A rule has 4 methods:

  • boolean enabled (final EventBElement sourceElement)
  • boolean dependenciesOK(EventBElement sourceElement,List<GenerationDescriptor> generatedElements)
  • boolean fireLate()
  • List<GenerationDescriptor> fire(EventBElement sourceElement, List<GenerationDescriptor> generatedElements)

The enabled method can be used to restrict when it applies. More than one rule can be defined for the same kind of element allowing the generation to be decomposed in a maintainable way.

TheDependenciesOK method allows the method to be deferred since the success of rules may depend on what has already been generated. The dependenciesOK method is passed the list of GenerationDescriptors created so far.

The fireLate method forces the rule to be fired when all other rules have been fired. This is usually used when the rules behaviour depends on what other rules have done.

The fire method must return a list of GenerationDescriptors describing what should be generated. The Utility class, Make, provides a convenience method to help construct a GenerationDescriptor from the parent element, the containment feature, the new child and the priority indicator and if needed the editable setting.

Priority may be from 10 to -10, where 1 indicates first in the containment and -10 last in the containment. Elements in the containment that are not (currently) being generated are placed between priorities 10 and 0. Bear in mind that the relative position of different diagrams (extensions)is preserved within each priority band. Also the order of source elements within their containment is preserved within each priority band.

1 2 3 4 5 6 7 8 9 10 <other content> 0 -1 -2 -3 -4 -5 -6 -7 -8 -9 -10

For example, a basic type invariant that doesn't depend on other variables might be placed at position 1 whereas a theorem or invariant included purely for proof purposes might be placed at position -10.

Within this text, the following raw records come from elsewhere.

PR #3187, opened 2022-11-16
Add new section with example for array keyword

robnewman:
# Description
Add new section to workflows describing support for drop-down strict lists in metadata validation with the `array` keyword

# TODO

### DIFF
--- a/docs/advanced-features/workflows.md
+++ b/docs/advanced-features/workflows.md
@@ -225,6 +225,33 @@ keyword `dateformat` in your schemas. For example:
 The `dateformat` template follows
 [Unicode Technical Standard #35](https://www.unicode.org/reports/tr35/tr35-dates.html#Date_Field_Symbol_Table).
 
+### Drop-down list of predefined values
+Quilt supports the [`array` data type](https://json-schema.org/understanding-json-schema/reference/array.html). 
+Arrays are used for ordered elements. If you need your users to
+select one or more metadata entries from a strict list of values, then use
+the `array` data type. This is important for consistency across
+your data package metadata.
+
+Define your list items with the `items` keyword,
+then in a list use the `enum` data type to strictly define the
+available options in a tuple. You also need to define a minimum number
+of entries using the `minItems` keyword and a maximum number of
+entries using the `maxItems` keyword. For example:
+
+```json
+{
+    "type": "array",
+    "items": [
+        {"enum": ["Fixed Value 1","Fixed Value 2","Fixed Value 3","Fixed Value 4"]}
+    ],
+    "minItems": 2,
+    "maxItems": 4
+}
+```
+
+Note that we use the Draft 4 Json Schema where tuples are validated with `items`, and not `prefixItems`.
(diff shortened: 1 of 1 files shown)


QuiltSimon (approved):
👌

fiskus:
This section is OK for me, and mabe it's enough

But I think it can be confusing for someone who is not familiar with JSON and JSON Schema when we talk about lists:
* array is a list (of unordered elements)
* tuple is a list (of ordered elements)
* enum is a list (of predefined values as single element or single value)

So, maybe it's worth to make this section more tutorial-ish with strict distinction between these terms

fiskus:
My attempt:

### Arrays, tuples and enums
You can use `array` keyword if you need to define list of elements. These elements can be of any type.
If the order in this list is not significant for you, use "arrays":
```json
{
  "type": "array",
  "items": {
    "anyOf": [
      {
        "type": "string"
      },
      {
        "type": "number"
      }
    ]
  }
}
```
With this Schema you can create lists like: `["Any string A", 123, "Any string B"]` or `[123, "Any string", 456]`

If order is important, then use "tuples":
```json
{
  "type": "array",
  "items": [
    {
      "type": "string"
    },
    {
      "type": "number"
    }
  ],
  "minItems": 2,
  "maxItems": 2
}
```
With this Schema you can create lists like `["Any string", 123]`. Incorrect order will give an error `[123, "Any string"] // invalid`
Consider that you should define `"minItems"` and `"maxItems"` or `"minItems"` and `"additonalItems": false`, because tuples should have fixed size.

Instead of letting users set any value, you can define list of available options with `enum`:
```json
{
  "type": "array",
  "items": {
    "type": "string",
    "enum": ["Fixed 1", "Fixed 2"]
  }
}
```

A current limitation of the priority scheme is that there are a limited number of priorities. For example, this could be a problem if a rule needs to calculate positions of each element within a collection based on dependencies of the element instance.

In most cases the generated element should be set as read-only (the default). In this case the element will be deleted and re-generated on each invocation of the generator. The should not change any attributes of the element nor add to its children. In some case, however, it is necessary to generate an element whose contents may be modified by the user. To do this set the editable parameter of the Generation Descriptor. In this case the generated element will not be deleted when the generator is next invoked. The rule must take care not to return another Generation Descriptor if the element has already been generated. It should look for a suitable generated element (to use for adding further generated chldren etc.) and only generate a new one if it doesn't exist.

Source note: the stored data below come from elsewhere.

PR #3197, opened 2022-11-23
Scrub any unnecessary references to Package.build()

robnewman:
# Description
Remove any (unnecessary) references to `Package.build()` to avoid user confusion. Everyone should be using `Package.push()` _only_, unless there are very clear scenarios in which `Package.build()` are **uniquely applicable** . Those scenarios have been left in the documentation untouched.


docs/advanced-features/materialization.md
```diff
@@ -1,34 +1,35 @@
...
+referencing the remote files in the remote registry.
+
+This is known as **materialization**,
+and it means that `push` creates **materialized packages**: packages
+which point solely to files located in an Amazon S3 bucket.
 
-A materialized package is stronger than a unmaterialized (or "local") package because S3 guarantees that individual object versions are never lost or destroyed (assuming object versioning is enabled). Furthermore, only materialized packages may be browsed in the online Quilt catalog.
+A materialized package is powerful because Amazon S3 guarantees that
+individual object versions are never lost or destroyed (assuming
+object versioning is enabled).  Furthermore, only materialized
```
akarve, line 16: > S3 guarantees that individual object versions are never lost or destroyed
This is not true. More like: "with appropriate IAM controls S3 object versions can be protected against accidental deletion"

docs/advanced-features/materialization.md
```diff
@@ -1,34 +1,35 @@
...
+packages may be browsed in the online Quilt catalog.
 
 ## Pushing unmaterialized packages
```
akarve, line 19: We should drop this whole section.

akarve (changes requested):
See comments inline.

akarve (approved):

PR #3233, opened 2022-12-16
Docs page for writing custom queries against elastic search cluster indices

robnewman:
# Description

New docs page in similar vein to `Working with the Catalog` and `Working with a Bucket` specifically for writing custom search queries against ES cluster indices


drernie (approved):
Looks good. Might be worth explaining that we currently use traditional ElasticSearch, rather than AWS' custom OpenSearch. That terminology always confused me...

PR #3237, opened 2022-12-22
Add help message to `tagged#case` to find out which variants are redundant

fiskus:


catalog/app/utils/tagged.js
```diff
@@ -70,7 +70,10 @@ export default (variants) => {
     )
     invariant(
       R.all(R.contains(R.__, ['_', '__', ...variants]), R.keys(cases)),
-      `${scope}/case: cases may only include type variants and placeholders (_ and __)`,
+      `${scope}/case: cases may only include type variants and placeholders (_ and __). These variants are redundant ${R.without(
```
nl0, line 73:
```suggestion
      `${scope}/case: cases may only include type variants and placeholders (_ and __). Unrecognized variants: ${R.without(
```

nl0 (approved):

nl0 (approved):

PR #3247, opened 2023-01-04
Rename metadata to user metadata and expand JSON to 100% width

fiskus:
Before:
Screenshot from 2023-01-04 13-01-40

After:
Screenshot from 2023-01-04 13-01-25

* Added `onToggle` callback to `JsonDisplay`
* Changed table layout to more flexible `div`/`dl`
* (Irrelevant here but) Added link to package revisions from package list


catalog/app/components/JsonDisplay/JsonDisplay.js
```diff
@@ -157,11 +157,19 @@ function CompoundEntry({
...
+  onToggle,
 }) {
   const braces = Array.isArray(value) ? '[]' : '{}'
   const entries = React.useMemo(() => Object.entries(value), [value])
   const [stateExpanded, setExpanded] = React.useState(!!defaultExpanded)
-  const toggle = React.useCallback(() => setExpanded((e) => !e), [])
+  const toggle = React.useCallback(() => {
+    const newStateExpanded = !stateExpanded
+    if (onToggle) {
+      onToggle(newStateExpanded)
```
nl0, line 168: i don't quite get how this works: if you provide the onToggle prop, how the state is changed?

nl0: if you plan to rely on `defaultExpanded`, this won't work afaict, bc it's only used once to initialize the state, and all the updates to this prop are ignored

catalog/app/containers/Bucket/Meta.tsx
```diff
@@ -85,58 +73,78 @@ interface PackageMetaProps extends Partial<SectionProps> {
 function PackageMetaSection({ meta, preferences, ...props }: PackageMetaProps) {
   const classes = usePackageMetaStyles()
   const { message, user_meta: userMeta, workflow } = meta
+  const [expanded, setExpanded] = React.useState({
```
nl0, line 76: combining these states seem like an unnecessary complication -- it would be simpler to just have two separate states

fiskus: Yeah, since I still have two callbacks anyway `onMetaToggle` and `onWorkflowToggle`
I made one callback, but the code looked too complicated for such trivial operation

I'll revert to two states

catalog/app/components/JsonDisplay/JsonDisplay.js
fiskus: It works accidentally :)
But I realized my mistake, thank you

I planned to use `onToggle` as a callback without changing the state, so I'll return to that decision

fiskus:
I modified state manipulation and no longer change `defaultExpanded` prop

catalog/app/containers/Bucket/Meta.tsx
```diff
@@ -24,54 +24,42 @@ const errorHandler = (error: Error) => (
...
-  )
-}
-
-const usePackageMetaStyles = M.makeStyles({
+const usePackageMetaStyles = M.makeStyles((t) => ({
   headCell: {
+    paddingTop: t.spacing(0.25),
     width: '137px',
   },
+  cellExpanded: {
```
nl0, line 32: does this mean that the json block is displayed inline while not expanded, and after expansion it jumps to the new line?

fiskus: Yes, that was the main idea. Does it bother you?

It doesn't look nice at this moment, but after https://github.com/quiltdata/quilt/pull/3249 it will look nicer

nl0: yeah, this kind of jump seems like a bad UX to me. i'd rather always display it on its own line or keep it inline, it doesn't matter that much imo, but the jump bothers me

fiskus: I agree that it doesn't look good. The idea was to fill all width, but it's not too important to have 100% width, so we can make such UX tradeoff

Since this PR consists mostly from changes for that expanding, I'll close it and create new one for renaming metadata -> user metadata

fiskus:
UX of the main change is not optimal and doesn't create significant benefits
Other changes moved to separate PRs:
* https://github.com/quiltdata/quilt/pull/3255
* https://github.com/quiltdata/quilt/pull/3256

Where a tree structure is entirely generated within one rule firing (e.g. an event with guards and actions) it is more efficient to construct the entire event and return a single Generation Descriptor that adds that event. It is also possible to do this by returning separate Generation Descriptors to add the event and each guard and action individually.

A typical line from a rule class might look like this:

		ret.add(Make.descriptor(machine,invariants,Make.invariant("myInvariantName", "myVar >0","my comment"),10));

where, ret is the list to be returned and machine is the parent element containing the invariants to be added to.